Both Penguin Random House (itself the result of a recent merger) and Simon & Schuster are currently owned by conglomerates, respectively the German giant Bertelsmann and ViacomCBS. The latter has bet its future on streaming services and is looking to sell its publishing arm. As The New York Times reports, “The top three contenders were Bertelsmann, Rupert Murdoch’s News Corp, which owns HarperCollins, and Vivendi” (a French company with a stake in publisher Hachette, which publishes J.K. Rowling). In other words, whichever contender come out on top, there would be a degree of further consolidation within the industry. The “Big 5” publishers would become the Big 4.

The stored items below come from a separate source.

PR #249, opened 2022-04-05
e2etest: TopoManager scope=pod two containers not sched

jlojosnegros:
Given topology-manager-scope=pod
When trying to schedule a pod with two containers and each of them fits on different numa zones
then pod is not scheduled.

### DIFF
--- a/test/e2e/serial/tests/workload_unschedulable.go
+++ b/test/e2e/serial/tests/workload_unschedulable.go
@@ -229,7 +229,6 @@ var _ = Describe("[serial][disruptive][scheduler] numaresources workload unsched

This potential consolidation has the Justice Department spooked. Its lawsuit alleges that the merger will affect two relevant markets — for authors shopping around their manuscripts and for best-selling authors sought after by publishers. Other things being equal, a reduction in the number of big publishers should affect these markets, but all other things are not equal.

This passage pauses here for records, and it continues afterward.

PR #255, opened 2022-04-07
e2e:serial: unschedulable numa level test

Tal-or:
This test creates a deployment with multiple replicas with a pod that is not fit into a node at the numa-level, meanning that there are enough resources in all numa nodes together, but not enough in each one of them, so all pods` replica scheduling must be failed.

In the next step we're reducing the amount of resources requests by the pod and expect at least some of the replicas to be running.

### DIFF
--- a/test/e2e/serial/tests/workload_unschedulable.go
+++ b/test/e2e/serial/tests/workload_unschedulable.go
@@ -25,6 +25,8 @@ import (
 	. "github.com/onsi/gomega"
 	corev1 "k8s.io/api/core/v1"
 	"k8s.io/apimachinery/pkg/api/resource"
+	"k8s.io/klog/v2"
+	"sigs.k8s.io/controller-runtime/pkg/client"
 
 	nrtv1alpha1 "github.com/k8stopologyawareschedwg/noderesourcetopology-api/pkg/apis/topology/v1alpha1"
 	schedutils "github.com/openshift-kni/numaresources-operator/test/e2e/sched/utils"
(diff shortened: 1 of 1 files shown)


test/e2e/serial/tests/workload_unschedulable.go
```diff
@@ -229,4 +231,138 @@ var _ = Describe("[serial][disruptive][scheduler] numaresources workload unsched
...
+			Expect(allFailed).To(BeTrue(), "some pods are running, but we expect all of them to fail")
+
+			By("updating deployment in such way that some pods will fit into NUMA nodes")
+			err = fxt.Client.Get(context.TODO(), client.ObjectKeyFromObject(dp), dp)
+			Expect(err).ToNot(HaveOccurred())
+
+			// 6 pods in total (replica is 6)
+			// we should expect 'expectedReadyReplicas' out of 6 pods to be running
+			expectedReadyReplicas := calcExpectedReadyReplicas(numOfnrtCandidates, len(nrts)-numOfnrtCandidates)
+			Expect(err).ToNot(HaveOccurred())
```
fromanirh, line 320: this seems stale. Also, we probably should `klog.Infof` the number of expected replicas

fromanirh:
Had a pass, looks good! let's make sure this works as intended on a multi-numa multi-worker cluster, address the inline comments and we should be able to merge

test/e2e/serial/tests/workload_unschedulable.go
Tal-or: What do you mean by stale? this is a new code

fromanirh: I mean that on line 315 you check for the error not to have occurred (fine). Then we don't write to this value again, and here above we run the same check which is pointless because we didn't write to this value again. Hence this check seems stale (copy/paste mistake?)

Tal-or:
/hold 
Need to verify locally

test/e2e/serial/tests/workload_unschedulable.go
```diff
@@ -229,4 +231,140 @@ var _ = Describe("[serial][disruptive][scheduler] numaresources workload unsched
 			}
 		})
 	})
+
+	// other than the other tests, here we expect all the worker nodes (including none-bm hosts) to be padded
+	Context("with zero suitable nodes", func() {
+		var numOfnrtCandidates int
+		BeforeEach(func() {
```
fromanirh, line 238: I'm not sold about new tests which have exactly one `It` block but a `BeforeEach` block. I think this is backwards: we should extract common code once we have it, not adding it proactively: it's too hard to predict the future and commit into a direction (any direction).
Anyway, I'm not blocking about this either.

test/e2e/serial/tests/workload_unschedulable.go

To begin with, the market for books has changed dramatically in the last decade. I know this as a published author myself. The most important thing to know is that the number of books sold in all formats has exploded dramatically. There are 4 million books published annually in the U.S. today — 10 times the figure in 2007. Consumers are spoiled for choice, which is why the Justice Department’s assertion that the merger would “lead to a reduction in the quantity and variety of books published” is nonsense. However, 2007 was also the peak year for sales, and the number of books sold has fallen since. One reason is the rise in self-publishing, which allows authors to cut out the publisher middleman.

The average book now sells only 1,000 copies in its lifetime, so the publishing industry has had to change to adapt. As noted, publishers are consolidating. Advances have shrunk considerably other than for the top-selling authors, and publishers have shifted much of the burden of marketing onto authors themselves. 

So, the Justice Department’s claim that the market for shopping around manuscripts will shrink ignores that the market is shrinking anyway, and will likely continue to do so. If anything, consolidation will allow some shoring up of that market, as the new combined entity will have a larger backlist of bestselling titles to help pay for advances.

This all highlights a serious weakness in antitrust law — it tries to stop companies in a disrupted industry from working together to react to changing circumstances. An agreement among publishers to maintain prices, for instance, would be regarded as collusion. A merger to provide a stronger bastion against market changes is also right out. In the current environment, publishers need to consolidate or emerging authors will suffer even more.

As for the big names, the Justice Department claims that “this merger would make it harder for authors to earn a living by writing books.” Yet, these authors have been the big winners from the market changes. As a leading agent told The New York Times, “The book that would have sold for $500,000 might go for a million,” adding that big publishers “would rather go in bigger for the thing that they have the most consensus on.”